Exercise objective → The answer must consist of each line below that holds the word "currently", copied as it stands.

======== Task material ========

Issue #178, opened 2022-11-10
Php enums


estk:
Hi @davidcole1340,
I'm wondering why php 8 enums were not implemented, is there some issue with defining an enum in an extension?
Asking because I am currently working on it and would be interested in upstreaming the change.

davidcole1340:
No reason -- I just haven't had time to do it. PRs are greatly appreciated if you are working on it!

Some references if you would like to have a look:
- https://github.com/php/php-src/blob/f6c9a90e19d648355c39da84af9bc59b2ff60c15/Zend/zend_enum.c#L480-L509
- https://github.com/php/php-src/blob/f6c9a90e19d648355c39da84af9bc59b2ff60c15/ext/zend_test/test_arginfo.h#L575-L636

estk:
Excellent, thanks @davidcole1340. I should have a PR for you shortly. Also, thanks for the refs, especially the test ref, I didn't know that existed.

joehoyle:
Given enums were added in PHP 8.1, I'm not sure the best way to handle the optionality of them. Should this maybe be a cargo feature?

danog:
I'd rather just bump the minimum version, since PHP 8.0 has already stopped receiving security updates.

Xenira:
@joehoyle I know that we have spoken about this, but was not aware of this at that time.

Not sure how hard this would break 8.0, but I'd rather remove support entirely then have it maybe work.
If someone really needs to compile against an old php version they can still build from src and tinker to get it working.

As long as we are upfront on how long a given version is supported we should be fine removing old ones.
This not only allows us to add newer features more easily, but reduces maintainance.

PR #489, opened 2025-07-06
feat(enum): add basic enum support

Xenira:
Fixes: #178
Refs: #302

## Description

PHP 8.1 introduced enums. This is a migration of #302 to the new macro system.

MR is currently incomplete, but the basic case already works.

I feature guarded this behind the `enum` feature. As I added this to the default features this is a soft bump of the minimum supported PHP version. Setting `default-features` to false will still allow 8.0 though.

### Progress

- [x] Register unit enums
- [x] Register backed enums
- [x] Enums as return types (`IntoZval`)
- [x] Enums as parameters (`FromZval`)
- [x] `TryFrom` for backed enums
- [x] Stubs
- [x] Tests
- [x] Documentation

## Checklist

- [x] I have added a [migration guide](../CONTRIBUTING.md#breaking-changes) if applicable.


Xenira:
@ptondereau thoughts?

Want to finalise the api before tackling the test.

src/builders/enum_builder.rs
```diff
@@ -0,0 +1,210 @@
...
+
+        for case in self.cases {
+            let name = ZendStr::new_interned(case.name, true);
+            let value = match &case.discriminant {
+                Some(value) => {
+                    let value: Zval = match value {
+                        crate::enum_::Discriminant::Int(i) => i.into_zval(false)?,
+                        crate::enum_::Discriminant::String(s) => s.into_zval(true)?,
+                    };
+                    let mut zv = core::mem::ManuallyDrop::new(value);
```
ptondereau: We should implement the RAII box pattern then like:

```rust
fn create_enum_value(discriminant: &Discriminant) -> Result<*mut zval> {
    let value: Zval = match discriminant {
        Discriminant::Int(i) => i.into_zval(false)?,
        Discriminant::String(s) => s.into_zval(true)?,
    };

    let boxed_value = Box::new(value);
    Ok(Box::into_raw(boxed_value).cast())
}

// ...
let value_ptr = create_enum_value(value)?;
unsafe {
    zend_enum_add_case(class, name.into_raw(), value_ptr);
}
 
```

crates/macros/src/enum_.rs
```diff
@@ -0,0 +1,411 @@
...
+        quote! {
+            impl ::ext_php_rs::enum_::RegisteredEnum for #ident {
+                const CASES: &'static [::ext_php_rs::enum_::EnumCase] = &[
+                    #(#cases,)*
+                ];
+
+                fn from_name(name: &str) -> ::ext_php_rs::error::Result<Self> {
+                    match name {
+                        #(#case_from_names,)*
+                        _ => Err(::ext_php_rs::error::Error::InvalidProperty),
```
ptondereau, line 240: this is sad that InvalidProperty doesn't take some metadata, because at this point we cannot know from macro which case fails. But can do it later

src/builders/enum_builder.rs
```diff
@@ -0,0 +1,210 @@
...
+        let class = unsafe {
+            zend_register_internal_enum(
+                CString::new(self.name)?.as_ptr(),
+                self.datatype.as_u32().try_into()?,
+                methods.into_boxed_slice().as_ptr(),
+            )
+        };
+
+        for case in self.cases {
+            let name = ZendStr::new_interned(case.name, true);
```
ptondereau, line 115: this is a good first approach, but I think with a large backed enum, it will load a lot of allocation.
Maybe consider later a string pool generated by a macro or string arena?

ptondereau (approved):
This is a good feature! Thanks for the implementation. 
Leaved some nitpicks.

src/builders/enum_builder.rs
Xenira: From what I can see it is converted into an interned string if it isn't already on php side. Probably only worth investigating if we notice real world impact.

https://github.com/php/php-src/blob/4647dfc9887c5d506facd4d559500193484efd1c/Zend/zend_enum.c#L581-L583

Xenira: Nvm, thats the name...

ptondereau: ok I guess it is a PHP problem then 😅

crates/macros/src/enum_.rs
Xenira: Yeah, error types are not optimal right now.

Think a bigger overhaul is in order here. Using `thiserror` with more specialised errors could be helpful.

Kinda tempted to leave it like this and do a bigger error handling MR.

ptondereau (approved):

src/builders/enum_builder.rs
Xenira: Ok, name can be not interned. Will change that. Only value seems to be interned if its not.

Xenira: @ptondereau any idea why non interned string fails on macos nts?

Xenira: Kinda remember that I had that problem in a previous iteration also on mac.

ptondereau: I don't have a clew 😢

Xenira: Well, then Ill merge it with interned and have a look at it if we notice problems using interned strings.

joehoyle:
Great stuff thanks @Xenira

========

Completed exercise →
Asking because I am currently working on it and would be interested in upstreaming the change.
MR is currently incomplete, but the basic case already works.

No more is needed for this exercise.